Una película que me encantaría ver filmada es Langosta. Con esas referencias a Chupacabras apocalípticos y racistas. Una cinta con más necesidad de efectismo que posibilidades de interpretación meta-cinematográfica. Con más sesos y sangre que exégesis fílmica. Una película parecida a la novela en la que fue imaginada.

Si Ánima fuera una película, el guión sería una buena cinta de los hermanos Cohen. Lo que es claro es que ningún cineasta mexicano la filmaría. Demasiada mala leche, demasiada incorrección política, demasiada autorreferencia a las propias miserias. La novela se queda en el justo medio de la posibilidad de que rodada pudiera encasillarse en algún género: ni parodia pop cuaronesca (con un Gordo Letrán-Chucho Ochoa, un Gato Vera-García Bernal y un Bichir [cualquiera]-como el Animal), ni exploración del odio a la Iñárritu, ni tesis pretenciosa a la Reygadas. Lo cual es un elogio, por donde se le mire.

El Animal narraba peripecias demenciales y yo las creía y repetía. No me pareció extraño, por tanto, que comenzaran a ocurrirme a mí. Dejé de frecuentar las tierras que todos conocemos y entré, sin saberlo, al mundo fantasma.
El cine es el mundo de sombras, el reino de la luz y de su ausencia. La literatura también. Ánima se aventura en una ficción que crece con el contexto supuesto, con las analogías sospechadas, con el reconocimiento patético de una realidad que se supone existente (o que se ha experimentado).
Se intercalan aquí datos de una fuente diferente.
PR #48, opened 2016-02-13
add confidence interval calculation for Signed Rank test

rawls238:
@simonster

### DIFF
--- a/src/wilcoxon.jl
+++ b/src/wilcoxon.jl
@@ -31,9 +31,9 @@ function SignedRankTest{T<:Real}(x::AbstractVector{T})
     (W, ranks, signs, tie_adjustment, n, median) = signedrankstats(x)
     n_nonzero = length(ranks)
     if n_nonzero <= 15 || (n_nonzero <= 50 && tie_adjustment == 0)
-        ExactSignedRankTest(W, ranks, signs, tie_adjustment, n, median)
+        ExactSignedRankTest(x, W, ranks, signs, tie_adjustment, n, median)
     else
-        ApproximateSignedRankTest(W, ranks, signs, tie_adjustment, n, median)
+        ApproximateSignedRankTest(x, W, ranks, signs, tie_adjustment, n, median)
     end
 end
 SignedRankTest{T<:Real,S<:Real}(x::AbstractVector{T}, y::AbstractVector{S}) = SignedRankTest(x - y)
@@ -51,10 +51,10 @@ function signedrankstats{S<:Real}(x::AbstractVector{S})
    (W, ranks, nonzero_x .> 0, tieadj, length(x), median(x))
 end
 
-
 ## EXACT WILCOXON SIGNED RANK TEST
 
 immutable ExactSignedRankTest{T<:Real} <: HypothesisTest
+    vals::Vector            # original values
     W::Float64              # test statistic: Wilcoxon rank-sum statistic
     ranks::Vector{T}        # ranks without ties (zero values)
     signs::BitArray{1}      # signs of input of ranks
@@ -63,7 +63,7 @@ immutable ExactSignedRankTest{T<:Real} <: HypothesisTest
     median::Float64         # sample median
 end
 ExactSignedRankTest{T<:Real}(x::AbstractVector{T}) =
-    ExactSignedRankTest(signedrankstats(x)...)
+    ExactSignedRankTest(x, signedrankstats(x)...)
 ExactSignedRankTest{S<:Real,T<:Real}(x::AbstractVector{S}, y::AbstractVector{T}) =
     ExactSignedRankTest(x - y)
 
@@ -100,7 +100,7 @@ function signedrankenumerate(x::ExactSignedRankTest)
     (le/tot, gr/tot)
 end
 
-function pvalue(x::ExactSignedRankTest; tail=:both) 
+function pvalue(x::ExactSignedRankTest; tail=:both)
     n = length(x.ranks)
     if n == 0
         1
@@ -129,10 +129,13 @@ function pvalue(x::ExactSignedRankTest; tail=:both)
     end
 end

El mundo fantasma de los pleitos adolescentes nacidos en las escuelas de cine (o de escritores, o de pintores, o de ingenieros), de las becas gubernamentales dolorosamente estériles, de los críticos interesados, del regenteo carnavalesco de los castings mediáticos, de lo que se supone “real” detrás de las ficciones finales. El reino fantasma del mundo de la “cultura”.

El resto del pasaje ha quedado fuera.